▶ [Records to use]
PR #3055, opened 2023-05-16
[Chat][Mention] Resolve accessibility issues with mention popover

palatter:
# What

- When using narrator/voice over, the focus should be put on the first item in the popover when it appears.
- Each item in the list should have a role of menu item

# Why

These accessibility issues needed to be addressed.

# How Tested

- Locally run storybook and test with 'SendBox - AtMention' example
- Use narrator/voice-over with Chrome on Mac OS by pressing CMD + F5
- Open popover

# Process & policy checklist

▶ [Work item] From the line containing "- When using" to the last line of the listing, write everything out exactly. Nothing outside that stretch belongs.

▶ [Result for this task]
- When using narrator/voice over, the focus should be put on the first item in the popover when it appears.
- Each item in the list should have a role of menu item

# Why

These accessibility issues needed to be addressed.

# How Tested

- Locally run storybook and test with 'SendBox - AtMention' example
- Use narrator/voice-over with Chrome on Mac OS by pressing CMD + F5
- Open popover

# Process & policy checklist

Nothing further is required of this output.